• **What is needed**
Given the records below, pull every line with the word "null" into the answer.

[Dataset items]
PR #1124, opened 2018-05-22
Fix regression regarding pipeing

yfarjoun:
Based on @tfenne 's branch #1118 

includes:
- Test that piping works for both File and Path (using mkfifo and a second thread)
- Fixed .of(Path) to call .of(File) when the input is not a regular file.
- Lots of whitespace changes (sorry)
- Closed readers (in the tests) using try-with-resources

### DIFF
--- a/src/main/java/htsjdk/samtools/SamInputResource.java
+++ b/src/main/java/htsjdk/samtools/SamInputResource.java
@@ -96,13 +96,7 @@ public class SamInputResource {
         if (Files.isRegularFile(path) &&  Files.exists(path)) {
             return new SamInputResource(new PathInputResource(path));
         } else {
-            try {
-                return of(new FileInputStream(path.toFile()));
-            } catch (FileNotFoundException e) {
-                // we just checked for existence...so I'm not sure how this could happen!
-                e.printStackTrace();
-                return null;
-            }
+                return of(path.toFile());
         }
     }
 
--- a/src/main/java/htsjdk/samtools/SamInputResource.java
+++ b/src/main/java/htsjdk/samtools/SamInputResource.java
@@ -38,6 +38,7 @@ import java.net.MalformedURLException;
 import java.net.URL;
 import java.nio.channels.SeekableByteChannel;
 import java.nio.file.FileSystemNotFoundException;
+import java.nio.file.Files;
 import java.nio.file.Path;
 import java.util.function.Function;
 import java.util.function.Supplier;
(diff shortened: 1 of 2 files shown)


src/main/java/htsjdk/samtools/SamInputResource.java
```diff
@@ -91,7 +92,12 @@ public static SamInputResource of(final File file) {
 
     /** Creates a {@link SamInputResource} reading from the provided resource, with no index. */
     public static SamInputResource of(final Path path) {
-        return new SamInputResource(new PathInputResource(path));
+
+        if (Files.isRegularFile(path) &&  Files.exists(path)) {
+            return new SamInputResource(new PathInputResource(path));
+        } else {
+                return of(path.toFile());
```
tfenne: Indentation is funny

src/test/java/htsjdk/samtools/SamReaderFactoryTest.java
```diff
@@ -512,81 +518,81 @@ public void testSamReaderFromSeekableStream() throws IOException {
...
-        countRecords(reader);
+        try (final SamReader reader = factory.open(
+                SamInputResource.of(new SeekableFileStream(samFile)))) {
+            countRecords(reader);
+        }
     }
 
-    @Test(singleThreaded = true, groups="unix")
-    public void testWriteAndReadFromPipe() throws IOException, InterruptedException, ExecutionException, TimeoutException {
+    @DataProvider()
```
tfenne: I think turning this into a data provider is _less_ clear that just having `for x in Arrays.asList(true, false)` in the test.

src/main/java/htsjdk/samtools/SamInputResource.java
```diff
@@ -91,7 +92,12 @@ public static SamInputResource of(final File file) {
 
     /** Creates a {@link SamInputResource} reading from the provided resource, with no index. */
     public static SamInputResource of(final Path path) {
-        return new SamInputResource(new PathInputResource(path));
+
+        if (Files.isRegularFile(path) &&  Files.exists(path)) {
+            return new SamInputResource(new PathInputResource(path));
+        } else {
```
lbergelson: This needs a comment linking back to the discussion that spawned it.  Otherwise it will cause much confusion in the future.

src/main/java/htsjdk/samtools/SamInputResource.java
yfarjoun: I had originally implemented it as 
```
return of(new FileInputStream(path))
```
But that requires a try-catch block to guard against non-existant paths.
perhaps in the presence of the `Files.exists(path)` clause this is a non-issue and I can swallow the exception and return a null (which should never ever happen)?

happy to change it or not...as people prefer.

yfarjoun:
I added text, and fixed the indents. merging.

src/main/java/htsjdk/samtools/SamInputResource.java
```diff
@@ -91,7 +92,12 @@ public static SamInputResource of(final File file) {
 
     /** Creates a {@link SamInputResource} reading from the provided resource, with no index. */
     public static SamInputResource of(final Path path) {
-        return new SamInputResource(new PathInputResource(path));
+
+        if (Files.isRegularFile(path) &&  Files.exists(path)) {
```
droazen: @yfarjoun Could you open a separate PR to remove the `Files.exists()` check here? This operation is expensive over certain NIO filesystems (eg., takes on the order of seconds over GCS), so forcing it at reader creation time could potentially add hours to the wall-clock time of a task that needed to access many bams over GCS. 

It's also not particularly logical to go to the else clause here if the file doesn't exist -- if it's a non-existent GCS file, `PathInputResource` is better equipped to produce a more relevant error message.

• **Answer for this exercise**
-                return null;
perhaps in the presence of the `Files.exists(path)` clause this is a non-issue and I can swallow the exception and return a null (which should never ever happen)?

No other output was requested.